И я чувствую, как высоко он нас поставил: мы – в другом мире, мы и в Париже могли быть. Сам он рассказывает про Будапешт, где воевал, как венгры их ненавидели.

– Воды не давали. Изнываешь, хочешь напиться, подойдешь к колодцу – большими буквами: «ящур», везде «ящур».

У дяди Славы медаль за взятие Будапешта.

Потом я пою. Нет, права, права была тетя Леля, называя меня «актрисой». «Не брани меня, родная», – пою я и, закончив, плачу. Отчего? Считаю, это входит в образ. Бабушка соскакивает со стула, подбегает ко мне, глаза блестят от любопытства.

– Что? Несчастная любовь?

Она тоже, видно, замечает нашу похожесть.

– Несчастная любовь?

– Нет, – мотаю я головой. Я совершенно уверена в тот момент: не было у меня несчастной любви. Я забыла про Володю.

Они возятся со мной, как с дорогой хрупкой вазой. Бабушка остается ночевать у дяди Славы, а меня идут провожать.

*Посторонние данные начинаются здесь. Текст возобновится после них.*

PR #2637, opened 2026-08-03
fix: drop unfinished download when transferring a game

cybx:
## What

After transferring a game to another folder, an already-playable game could show a resumable "paused" download, making a fully-installed game look downloadable again.

## Why

`transferGameFiles` re-points the game's download record to the new install folder unconditionally. If the game still had an **unfinished** download left over (e.g. a paused partial from an earlier attempt), that partial record got re-pointed at the freshly-installed folder and resurfaced in the UI as a resumable download for a game the user can already play.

– Как же Ингочка поедет одна?

Дядя Слава, болезненно застенчивый, сильно пьющий, бежит наперерез проезжающей мимо машине, чтобы остановить ее, и я вижу смущение от несвойственного ему поступка. Желание посадить меня в машину сильнее смущения. Мой дядечка Слава, прошедший всю войну сапером, из всего батальона выживший один, кавалер всех солдатских медалей, в том числе «За отвагу», бежит следом за машиной, машет руками, а спина выражает страшную растерянность и стеснение. Это, может быть, вторая режущая душу боль: тогда, в тридцать восьмом, – красный след от сдвинутой буденовки на папином лбу и протяжный вздох, сейчас – задранный пиджак на спине бегущего за машиной дядечки Славы.

Кого же бабушка любит больше всех? Дядю Славу? Маму? Дядю Жоржика? Каждого по-своему. Но совершенно ясно, кого не любит: мою тетю Лелю, свою старшую дочь. Между тетей Лелей и бабушкой не было не только любви, но и симпатии. Боготворившая своего отца, моего деда, тетя Леля не любила мать и не скрывала это.

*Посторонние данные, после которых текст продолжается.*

PR #2638, opened 2026-08-03
Update Polish translation

juliazero:


src/locales/pl/translation.json
```diff
@@ -499,125 +705,63 @@
...
+    "eta": "Zakończenie: {{eta}}",
+    "paused": "Wstrzymano",
+    "verifying": "Weryfikowanie…",
+    "completed": "Ukończono",
     "removed": "Nie pobrano",
-    "cancel_download": "Anulować pobieranie?",
-    "cancel_download_description": "Czy na pewno chcesz anulować to pobieranie? Wszystkie pobrane pliki zostaną usunięte.",
+    "cancel": "Anuluj",
+    "cancel_download": "Anuluj pobieranie",
+    "cancel_download_description": "Pobieranie {{title}} zostanie anulowane. Pobrane pliki mogą pozostać na dysku.",
```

Эта встреча, как я уже упоминала, состоялась летом 1953-го, по дороге домой, куда я ехала на каникулы. А осенью 1952-го ежедневно на протяжении недели бабушка выходила на перрон Киевского вокзала в Москве с большим букетом и ждала меня. Ни она, ни я не знали точное время прибытия. Не встретив, она каждый раз отдавала букет дежурной по вокзалу. Когда я приехала, рядом с бабушкой стояла одетая по форме дежурная.

– Ваша бабушка, – сказала она мне, – ждет не дождется, когда же приедет ее внучка.

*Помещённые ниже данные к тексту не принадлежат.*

PR #2639, opened 2026-08-03
fix: render custom games in big picture instead of hanging on load

cybx:
## What

In Big Picture, opening a **custom game** (one added manually, `shop === "custom"`) hangs on the `Loading...` screen forever and can never be played. Normal catalogue games (steam/epic/etc.) load fine.

This PR unblocks that (commit 1) and cleans up the now-visible empty sidebar shells (commit 2).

Бабушка нарядная – в чем-то белом, светлой шляпке, с палкой и букетом. А потом мы поехали к Жоржику, на Можайское шоссе, и там бабушка старалась, конечно, напоить меня крепким чаем с пирожными. Удивляясь моей худобе, сетовала на то, что домработница в отпуске («а тебе бы надо что-то горячее»), расспрашивала про маму; почему-то понижая голос, рассказывала, каких успехов добился Жоржик («и академик, и лауреат!»), и пыталась включить телевизор. Телевизор тогда был еще редкость: маленький экран и перед ним увеличительная линза. Но я, воспитанная на «Аленьком цветочке», не удивлялась этому новшеству, как не удивилась спустя много лет маленькому магнитофону, который дядя Жоржик привез из Японии. Помню, как он, помахивая рукой, в которой был зажат магнитофон, прошелся по комнате. Я слышала музыку, смотрела на его лукаво улыбающееся лицо и ничего не понимала – откуда музыка? А может, в его доме так и надо? Во мне крепко жила уверенность, что существует много чудес на свете.

– Что же это такое? – сокрушалась бабушка. – Вчера же включался! Я смотрела «Лебединое озеро».

Она крутила что-то, садилась, потом опять вскакивала. А я, путая «ты» и «вы» – забыла, как к ней обращалась в Рыльске, – рассказывала про нашу жизнь в Болгарии. Наконец телевизор заработал, и мы с ней посмотрели «Три сестры» и «Сердца четырех». А вечером, к огорчению и недоумению бабушки, я поехала ночевать в общежитие на Дорогомиловской, куда нас всех приехавших из Софии, поселили.

Из моего письма маме:

…бабушка, она очень подвижная, остроумная и веселая, но, видимо, плохо себя чувствует. Мама, ты себе не представляешь, как она тебя любит… если можешь, приезжай скорее к нам. Здесь тебя все очень ждут, бабушка боится, что не дождется тебя.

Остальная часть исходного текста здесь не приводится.